** INPUT MATERIAL follows **

PR #254, opened 2026-05-10
chore: Follow-up improvements to parquet subcommand CLI

kevinjqliu:
Follow-up to #234. Updates docs, benchmarks, and CLI behavior for the `parquet` subcommand.

### CLI behavior
- Make `--format` optional (defaults to `tbl`) instead of requiring an explicit value
- Warn when `--format=parquet` is used, directing users to the `parquet` subcommand (v4.0.0 migration)
- Error when `--format` is used together with a subcommand
- Fix redundant "Warning:" prefix in `log::warn!` message

### Docs and benchmarks
- Update examples to use `parquet` subcommand instead of `--format=parquet`
- Add deprecation notice to README for `--format=parquet`, `--parquet-compression`, `--parquet-row-group-bytes`

### Tests
- Add integration tests for deprecation warning, format+subcommand conflict, and default format

### DIFF
--- a/benchmarks/BENCHMARKS.md
+++ b/benchmarks/BENCHMARKS.md
@@ -17,7 +17,7 @@ tpchgen-cli -s 100 --stdout | pv -arb > /dev/null
 # Outputs something similar to
 # 106GiB [3.09GiB/s] (3.09GiB/s)
 # For parquet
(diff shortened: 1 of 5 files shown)


clflushopt (approved):
lgtm thanks @kevinjqliu

PR #255, opened 2026-05-10
chore: Add tbl/csv subcommands, deprecate --format flag

### LINKED ISSUE #173: Investigate using clap subcommands to validate CLI arguments
I am curious to know if sub-commands in Clap allow options this way we can bind `--parquet` to a sub-command and these sub-cases can be handled that way instead. (Just a thought though, non-blocking and no need to address, this approach is great for now !)

_Originally posted by @clflushopt in https://github.com/clflushopt/tpchgen-rs/pull/158#discussion_r2280957410_

kevinjqliu:
Follow-up to #254. 
Closes #173.

Adds `tbl` and `csv` subcommands alongside the existing `parquet` subcommand so every output format is a first-class subcommand. The top-level `--format`, `--parquet-compression`, and `--parquet-row-group-bytes` flags are deprecated (removal in v4.0.0).

**Note that the default behavior remains unchanged**. Running without `--format` and without a subcommand (e.g. `tpchgen-cli -s 10`) still defaults to TBL output, preserving backward compatibility.

### New subcommands

- `tpchgen-cli tbl` — generates TBL (pipe-delimited) output
- `tpchgen-cli csv` — generates CSV output, with `--delimiter` option
- `tpchgen-cli parquet` — (already added in #254)

### Deprecated flags (hidden from `--help`, warn on use, removed in v4.0.0)

- `--format` — use `tbl`, `csv`, or `parquet` subcommand instead
- `--parquet-compression` — use `parquet --compression=...`
- `--parquet-row-group-bytes` — use `parquet --row-group-bytes=...`
-  `--delimiter` at top level — removed, move to csv subcommand; use `tpchgen-cli csv --delimiter=...` instead (we never released with `--delimiter`, so not a breaking change)

### Bug fix

- Mixing top-level args with a subcommand (e.g. `tpchgen-cli -s 10 parquet`) now errors instead of silently ignoring the top-level args (`args_conflicts_with_subcommands`)

- `csv --delimiter` rejects non-ASCII characters at parse time (e.g. `--delimiter='€'`) instead of failing mid-generation, since the underlying arrow-csv writer requires an ASCII byte

### DIFF
--- a/tpchgen-cli/bin/main.rs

** End of INPUT MATERIAL **

§ PROBLEM TO SOLVE: Once you find the line with "lgtm thanks @kevinjqliu" above, print it and every line after it up to and including the line with "- Mixing top-level", exactly as written and nothing else.

§ WORKED SOLUTION:
lgtm thanks @kevinjqliu

PR #255, opened 2026-05-10
chore: Add tbl/csv subcommands, deprecate --format flag

### LINKED ISSUE #173: Investigate using clap subcommands to validate CLI arguments
I am curious to know if sub-commands in Clap allow options this way we can bind `--parquet` to a sub-command and these sub-cases can be handled that way instead. (Just a thought though, non-blocking and no need to address, this approach is great for now !)

_Originally posted by @clflushopt in https://github.com/clflushopt/tpchgen-rs/pull/158#discussion_r2280957410_

kevinjqliu:
Follow-up to #254. 
Closes #173.

Adds `tbl` and `csv` subcommands alongside the existing `parquet` subcommand so every output format is a first-class subcommand. The top-level `--format`, `--parquet-compression`, and `--parquet-row-group-bytes` flags are deprecated (removal in v4.0.0).

**Note that the default behavior remains unchanged**. Running without `--format` and without a subcommand (e.g. `tpchgen-cli -s 10`) still defaults to TBL output, preserving backward compatibility.

### New subcommands

- `tpchgen-cli tbl` — generates TBL (pipe-delimited) output
- `tpchgen-cli csv` — generates CSV output, with `--delimiter` option
- `tpchgen-cli parquet` — (already added in #254)

### Deprecated flags (hidden from `--help`, warn on use, removed in v4.0.0)

- `--format` — use `tbl`, `csv`, or `parquet` subcommand instead
- `--parquet-compression` — use `parquet --compression=...`
- `--parquet-row-group-bytes` — use `parquet --row-group-bytes=...`
-  `--delimiter` at top level — removed, move to csv subcommand; use `tpchgen-cli csv --delimiter=...` instead (we never released with `--delimiter`, so not a breaking change)

### Bug fix

- Mixing top-level args with a subcommand (e.g. `tpchgen-cli -s 10 parquet`) now errors instead of silently ignoring the top-level args (`args_conflicts_with_subcommands`)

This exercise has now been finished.